In the last decades of the 20th Century, technological innovations in different research areas have developed new interdisciplinary interests between art, design, science and technology. From the 1950s, Computer Art is a term used to define artistic electronic data processes for creating new aesthetics. In the same period, the mathematician Norbert Wiener in his essay “Cybernetics and Society” (1950) presented Cybernetics which refer to the general analysis of control systems and communication in living organisms and machines. The exhibition “Cybernetic Serendipity” (1968) at the Institute of Contemporary Arts in London was important because there were presented various artworks of computer graphics, of sound and luminous spaces, “intelligent” robots which could be considered precursors of contemporary artistic installations.

Some artworks were dedicated to machine's aesthetics and its transformations, other artworks created audio visual motives and automation's poetry, like “open systems” installation where spectator acts as a part of a programmed system. From the 1960s, the researches within new technologies created new research areas in arts and sciences. In that period, important transdisciplinary studies were developed by artists as Andy Warhol, Robert Rauschenberg, Jean Tinguely, John Cage and others at the Osaka Universal Exposition, Pepsi Cola's pavilion in 1970. (Christiane Paul,2004 p.16).
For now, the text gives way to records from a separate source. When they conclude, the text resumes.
PR #6792, opened 2023-08-06
fix(snowflake): fix timestamp scale inference

cpcloud:
This PR fixes an issue with some logic that was incorrectly assuming that if a precision and scale were
specified in a [`ResultMetadata`](https://docs.snowflake.com/en/developer-guide/python-connector/python-connector-api#label-python-connector-resultmetadata-object) object, then the type was unambiguously a numeric type because that's what
the documentation says.

The documentation seems to be wrong in practice, because timestamp metadata comes along with a `precision`
equal to 0 and a non-zero `scale`.

Unfortunately, this information is completely missing from timestamp type modeling in `snowflake-sqlalchemy`.

This means that type reflection from sqlalchemy for timestamps doesn't match that of what's reported by
Snowflake itself, so until we move away from `snowflake-sqlalchemy` there'll be some inconsistency in the
inferred column types of timestamp columns.

This fact is reflected in the tests added in this PR.

### DIFF
--- a/ibis/backends/snowflake/tests/test_datatypes.py
+++ b/ibis/backends/snowflake/tests/test_datatypes.py
@@ -1,0 +1,158 @@
+from __future__ import annotations
+
+import pytest
+from pytest import param
+
+import ibis
+import ibis.expr.datatypes as dt
+from ibis.backends.snowflake.datatypes import parse
+from ibis.backends.snowflake.tests.conftest import _get_url
+from ibis.util import gen_name
+
+dtypes = [
+    ("FIXED", dt.int64),
+    ("REAL", dt.float64),
+    ("TEXT", dt.string),
+    ("DATE", dt.date),
+    ("TIMESTAMP", dt.Timestamp(scale=9)),
+    ("VARIANT", dt.json),
+    ("TIMESTAMP_LTZ", dt.Timestamp(scale=9)),
+    ("TIMESTAMP_TZ", dt.Timestamp(timezone="UTC", scale=9)),
+    ("TIMESTAMP_NTZ", dt.Timestamp(scale=9)),
+    ("OBJECT", dt.Map(dt.string, dt.json)),
+    ("ARRAY", dt.Array(dt.json)),
+    ("BINARY", dt.binary),
+    ("TIME", dt.time),
+    ("BOOLEAN", dt.boolean),
+]
+
+
+@pytest.mark.parametrize(
+    ("snowflake_type", "ibis_type"),
+    [
+        param(snowflake_type, ibis_type, id=snowflake_type)
+        for snowflake_type, ibis_type in dtypes
+    ],
+)
+def test_parse(snowflake_type, ibis_type):
+    assert parse(snowflake_type.upper()) == ibis_type
+
+
+@pytest.fixture(scope="module")
+def con():
+    return ibis.connect(_get_url())
+
+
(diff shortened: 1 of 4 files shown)


cpcloud:
Snowflake backend tests look good:

```
…/ibis on  fix-snowflake-precision-inference is 📦 v6.1.0 via 🐍 v3.10.12 via ❄️  impure (ibis-3.10.12-env)
❯ pytest -m snowflake -n auto --dist loadgroup -q
bringing up nodes...
.s..................x........x.x............xx..........x..x..........xx..x........x......x.................x.........................x...xx.....x..x..x.x....x............x....x...x.xx...... [ 15%]
x..........xxx.xxxxxxxxxxxxx.xx....x.....xx................x.............x...x..................x.........x................x............................................x.......xx...x........ [ 30%]
...................x................................x...x....................xx.s.x....x...x.s.......s........x..............................x...................x.........x.................. [ 46%]
.x.......x...x........x...........x....x.................x...x..........x.....x.........................x.xxx.........xxxx.x.x..x...........x.x.x..x......................x......x........x... [ 61%]
.x............x....................xx....x.....x.x....x............................................................................xx........x...xxxx..xx...........xx.....x....x..xs.s..sx... [ 77%]
.s.......x...x.......x.x..........xx...x......s........x.............x........x.......................x......xx...x.....xx..xxx............................................................... [ 92%]
..................xx....x......xx.s....x..x....xx.x..xxx.x.xx..xx.xxx...x...xxxx..xxxxxxxxxx                                                                                                   [100%]
1046 passed, 10 skipped, 176 xfailed in 282.41s (0:04:42)
```

cpcloud:
Once we move away from `snowflake-sqlalchemy` we can remove any workarounds and inconsistencies in this PR.

ibis/backends/snowflake/tests/test_datatypes.py
```diff
@@ -0,0 +1,158 @@
...
+]
+
+
+@pytest.mark.parametrize(
+    ("snowflake_type", "ibis_type"),
+    [
+        param(snowflake_type, ibis_type, id=snowflake_type)
+        for snowflake_type, ibis_type in dtypes
+    ],
+)
```
kszucs, line 36: You could use `pytest.mark.parametrize(..., ids=callable)` to generate the labels, see https://docs.pytest.org/en/7.1.x/example/parametrize.html#different-options-for-test-ids

ibis/backends/snowflake/tests/test_datatypes.py
```diff
@@ -0,0 +1,158 @@
...
+    ("DECIMAL", dt.int64),
+    ("NUMERIC", dt.int64),
+    ("NUMBER(5)", dt.int64),
+    ("DECIMAL(5, 2)", dt.Decimal(5, 2)),
+    ("NUMERIC(21, 17)", dt.Decimal(21, 17)),
+    ("INT", dt.int64),
+    ("INTEGER", dt.int64),
+    ("BIGINT", dt.int64),
+    ("SMALLINT", dt.int64),
+    ("TINYINT", dt.int64),
```
kszucs, line 57: Shoudln't we parse integer types with the right bitwidth here?

cpcloud: No, because that's not snowflake's behavior.

kszucs (approved):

The artistic creative process is modified with new technologies, generating new methodologies and different disciplinary areas in Digital Art.

In this phase, new creation methodologies became with following the simulations of the preceding technique. This simulation property gives to digital systems the unprecedented capacity of blurring the traditional distinct boundaries, by subjecting all techniques of information to the creation of hybrid art forms and to becoming a hybrid art system itself. This is the first hybridization typology of creation methodologies.

The new aesthetics of Digital Arts are founded with this continuous antithesis of blurring the boundaries and resisting to this new artistic becoming. This is the second hybridization typology of creation methodologies. According to Christiane Paul, one of these new methodologies of creation is the combinatorial processes that obey to the rules of Dadaist Poetry, which were resumed by the members of OULIPO (Ouvroir de Littérature Potentielle) and their creation poetics became part of combinatorial loop of conceptual gaming. The Fluxus artists have specific rules when they stage their performances. Vera Molnar uses mathematical functions to create new drawing methodologies for computer graphics. In these research areas, the Permutation Art, defined by Abraham Moles in 1971 found its aesthetics. It is created with combinations of limited set composed with simple elements, which gave representations of infinite perceptual games.